§ **Your instructions**: Report every line of the records beneath this task that holds the string "optimization".

§ **The data**:
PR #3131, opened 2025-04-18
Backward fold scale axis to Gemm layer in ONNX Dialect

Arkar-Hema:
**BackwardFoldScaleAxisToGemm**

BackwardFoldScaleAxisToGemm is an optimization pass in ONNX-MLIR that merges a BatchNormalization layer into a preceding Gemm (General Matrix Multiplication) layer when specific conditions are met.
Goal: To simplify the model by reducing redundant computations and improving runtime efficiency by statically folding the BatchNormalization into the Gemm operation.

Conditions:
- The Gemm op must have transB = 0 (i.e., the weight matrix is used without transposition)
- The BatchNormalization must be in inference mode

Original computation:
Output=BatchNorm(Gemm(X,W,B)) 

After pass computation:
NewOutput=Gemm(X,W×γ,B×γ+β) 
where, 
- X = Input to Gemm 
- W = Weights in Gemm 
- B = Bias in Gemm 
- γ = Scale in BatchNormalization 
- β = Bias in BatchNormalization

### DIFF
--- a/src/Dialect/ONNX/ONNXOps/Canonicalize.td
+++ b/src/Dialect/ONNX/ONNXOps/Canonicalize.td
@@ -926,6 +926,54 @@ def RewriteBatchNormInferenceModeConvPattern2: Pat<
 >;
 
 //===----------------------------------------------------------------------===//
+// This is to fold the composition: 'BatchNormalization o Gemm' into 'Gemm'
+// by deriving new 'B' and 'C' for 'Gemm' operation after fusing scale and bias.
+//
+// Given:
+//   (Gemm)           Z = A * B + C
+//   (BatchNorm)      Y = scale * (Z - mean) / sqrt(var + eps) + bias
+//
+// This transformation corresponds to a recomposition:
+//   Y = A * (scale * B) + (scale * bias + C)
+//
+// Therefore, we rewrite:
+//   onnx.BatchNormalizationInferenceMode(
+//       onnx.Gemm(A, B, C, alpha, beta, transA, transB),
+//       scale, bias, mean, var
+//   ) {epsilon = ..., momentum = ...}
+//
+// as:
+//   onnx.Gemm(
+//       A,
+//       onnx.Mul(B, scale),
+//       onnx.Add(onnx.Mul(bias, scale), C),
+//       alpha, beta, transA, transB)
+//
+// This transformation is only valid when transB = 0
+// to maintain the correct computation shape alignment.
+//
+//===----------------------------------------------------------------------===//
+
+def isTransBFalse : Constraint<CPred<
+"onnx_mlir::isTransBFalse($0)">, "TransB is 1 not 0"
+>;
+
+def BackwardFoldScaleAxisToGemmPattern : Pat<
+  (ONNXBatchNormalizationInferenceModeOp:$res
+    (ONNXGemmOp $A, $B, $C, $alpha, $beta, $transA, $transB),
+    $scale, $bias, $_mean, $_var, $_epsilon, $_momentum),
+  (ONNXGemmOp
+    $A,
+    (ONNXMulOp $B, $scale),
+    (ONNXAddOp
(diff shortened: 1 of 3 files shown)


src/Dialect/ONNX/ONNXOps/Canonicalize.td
==
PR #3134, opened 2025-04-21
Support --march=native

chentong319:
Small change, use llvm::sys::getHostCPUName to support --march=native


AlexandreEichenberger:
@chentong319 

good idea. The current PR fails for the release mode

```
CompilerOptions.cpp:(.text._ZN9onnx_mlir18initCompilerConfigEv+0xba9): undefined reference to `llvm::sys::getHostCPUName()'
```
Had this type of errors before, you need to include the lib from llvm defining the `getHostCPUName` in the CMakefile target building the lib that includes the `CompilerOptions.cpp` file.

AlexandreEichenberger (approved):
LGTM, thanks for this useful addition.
---
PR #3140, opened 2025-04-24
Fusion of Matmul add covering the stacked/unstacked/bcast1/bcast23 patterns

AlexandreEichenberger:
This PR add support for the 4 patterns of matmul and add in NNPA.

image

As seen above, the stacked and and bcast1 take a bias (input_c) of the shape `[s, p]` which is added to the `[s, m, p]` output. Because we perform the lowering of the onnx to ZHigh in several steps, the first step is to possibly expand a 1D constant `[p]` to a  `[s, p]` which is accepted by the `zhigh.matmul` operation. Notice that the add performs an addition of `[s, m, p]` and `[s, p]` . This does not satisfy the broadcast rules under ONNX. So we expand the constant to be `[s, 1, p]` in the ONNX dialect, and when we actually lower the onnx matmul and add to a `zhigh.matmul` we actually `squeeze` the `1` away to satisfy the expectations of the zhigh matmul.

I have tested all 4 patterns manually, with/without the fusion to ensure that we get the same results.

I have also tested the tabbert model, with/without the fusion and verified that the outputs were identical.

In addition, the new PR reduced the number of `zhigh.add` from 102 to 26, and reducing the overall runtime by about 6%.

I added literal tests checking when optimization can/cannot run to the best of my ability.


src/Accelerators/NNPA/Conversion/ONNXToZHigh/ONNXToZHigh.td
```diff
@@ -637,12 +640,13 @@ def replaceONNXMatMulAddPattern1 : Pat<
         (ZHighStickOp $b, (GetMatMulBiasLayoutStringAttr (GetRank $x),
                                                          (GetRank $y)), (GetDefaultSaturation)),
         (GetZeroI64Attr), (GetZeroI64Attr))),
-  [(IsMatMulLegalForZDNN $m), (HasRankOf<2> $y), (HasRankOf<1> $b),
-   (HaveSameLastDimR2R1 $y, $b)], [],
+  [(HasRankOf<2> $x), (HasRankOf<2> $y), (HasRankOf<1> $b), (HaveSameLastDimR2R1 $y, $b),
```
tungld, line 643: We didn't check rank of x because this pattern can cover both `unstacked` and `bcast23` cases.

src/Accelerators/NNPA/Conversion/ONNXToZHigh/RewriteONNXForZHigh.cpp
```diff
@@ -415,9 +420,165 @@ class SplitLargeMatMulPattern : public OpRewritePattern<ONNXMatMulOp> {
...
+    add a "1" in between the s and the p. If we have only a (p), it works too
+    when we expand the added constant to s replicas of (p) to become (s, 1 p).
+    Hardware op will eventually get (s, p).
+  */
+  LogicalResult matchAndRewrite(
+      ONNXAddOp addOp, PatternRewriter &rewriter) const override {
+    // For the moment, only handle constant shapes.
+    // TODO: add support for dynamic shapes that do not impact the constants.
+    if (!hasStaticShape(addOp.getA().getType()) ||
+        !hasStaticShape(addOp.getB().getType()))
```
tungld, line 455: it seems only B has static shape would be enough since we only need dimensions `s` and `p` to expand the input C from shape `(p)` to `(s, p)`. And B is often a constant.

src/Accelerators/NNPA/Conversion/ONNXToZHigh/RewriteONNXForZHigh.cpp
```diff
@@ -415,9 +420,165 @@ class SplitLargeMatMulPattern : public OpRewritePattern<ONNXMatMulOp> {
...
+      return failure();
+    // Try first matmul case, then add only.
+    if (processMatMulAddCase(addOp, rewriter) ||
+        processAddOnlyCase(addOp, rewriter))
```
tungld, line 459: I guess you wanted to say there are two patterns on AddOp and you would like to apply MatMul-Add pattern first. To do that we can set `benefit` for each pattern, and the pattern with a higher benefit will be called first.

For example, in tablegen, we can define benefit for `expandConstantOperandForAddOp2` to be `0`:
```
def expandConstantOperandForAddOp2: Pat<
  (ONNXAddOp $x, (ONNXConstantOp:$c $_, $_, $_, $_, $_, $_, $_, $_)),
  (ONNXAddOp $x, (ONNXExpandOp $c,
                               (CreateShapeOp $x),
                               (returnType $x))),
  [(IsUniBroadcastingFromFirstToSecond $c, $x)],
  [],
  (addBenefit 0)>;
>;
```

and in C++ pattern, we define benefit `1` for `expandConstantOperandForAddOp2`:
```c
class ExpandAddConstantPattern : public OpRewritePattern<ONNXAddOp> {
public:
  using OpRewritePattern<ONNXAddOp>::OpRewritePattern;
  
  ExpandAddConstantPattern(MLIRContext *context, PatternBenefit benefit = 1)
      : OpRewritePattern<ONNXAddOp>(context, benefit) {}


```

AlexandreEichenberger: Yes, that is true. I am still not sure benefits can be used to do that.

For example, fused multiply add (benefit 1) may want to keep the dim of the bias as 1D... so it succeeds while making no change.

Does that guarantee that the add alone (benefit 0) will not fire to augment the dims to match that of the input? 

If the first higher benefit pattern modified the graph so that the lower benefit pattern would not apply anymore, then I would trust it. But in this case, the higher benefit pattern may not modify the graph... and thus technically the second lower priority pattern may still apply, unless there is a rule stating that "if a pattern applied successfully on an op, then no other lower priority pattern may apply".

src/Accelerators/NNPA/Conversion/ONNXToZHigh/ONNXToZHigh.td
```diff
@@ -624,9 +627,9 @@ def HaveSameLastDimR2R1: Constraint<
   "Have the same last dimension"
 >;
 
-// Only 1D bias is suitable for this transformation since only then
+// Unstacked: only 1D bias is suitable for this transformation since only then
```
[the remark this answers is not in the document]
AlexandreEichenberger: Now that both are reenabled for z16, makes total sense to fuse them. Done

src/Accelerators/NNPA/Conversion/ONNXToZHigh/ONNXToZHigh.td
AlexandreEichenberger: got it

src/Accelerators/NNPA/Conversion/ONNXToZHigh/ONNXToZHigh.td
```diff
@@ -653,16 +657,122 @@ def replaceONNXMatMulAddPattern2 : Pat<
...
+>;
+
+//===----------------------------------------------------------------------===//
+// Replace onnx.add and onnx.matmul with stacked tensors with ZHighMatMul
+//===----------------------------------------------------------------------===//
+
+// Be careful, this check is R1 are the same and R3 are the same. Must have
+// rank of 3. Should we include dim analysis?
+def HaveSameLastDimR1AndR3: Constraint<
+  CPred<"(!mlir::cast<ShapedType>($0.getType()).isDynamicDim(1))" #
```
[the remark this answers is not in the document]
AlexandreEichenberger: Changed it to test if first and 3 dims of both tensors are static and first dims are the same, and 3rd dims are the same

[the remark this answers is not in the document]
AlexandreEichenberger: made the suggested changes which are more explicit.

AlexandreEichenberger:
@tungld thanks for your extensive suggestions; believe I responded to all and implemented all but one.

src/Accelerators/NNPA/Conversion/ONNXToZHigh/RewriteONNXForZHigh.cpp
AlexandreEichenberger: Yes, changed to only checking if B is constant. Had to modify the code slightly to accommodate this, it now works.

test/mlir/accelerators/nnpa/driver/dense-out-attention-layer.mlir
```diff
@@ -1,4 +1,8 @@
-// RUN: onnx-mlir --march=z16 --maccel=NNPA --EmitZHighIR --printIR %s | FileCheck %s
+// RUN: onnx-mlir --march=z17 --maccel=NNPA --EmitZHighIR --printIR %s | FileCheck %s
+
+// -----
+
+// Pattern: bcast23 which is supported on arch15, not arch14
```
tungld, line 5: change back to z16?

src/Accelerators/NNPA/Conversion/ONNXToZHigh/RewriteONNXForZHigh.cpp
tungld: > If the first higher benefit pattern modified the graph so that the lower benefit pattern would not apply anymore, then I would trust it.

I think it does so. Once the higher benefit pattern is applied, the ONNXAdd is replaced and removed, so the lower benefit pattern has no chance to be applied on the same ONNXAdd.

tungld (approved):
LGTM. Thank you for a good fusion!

§ **Result for this exercise**:
BackwardFoldScaleAxisToGemm is an optimization pass in ONNX-MLIR that merges a BatchNormalization layer into a preceding Gemm (General Matrix Multiplication) layer when specific conditions are met.
I added literal tests checking when optimization can/cannot run to the best of my ability.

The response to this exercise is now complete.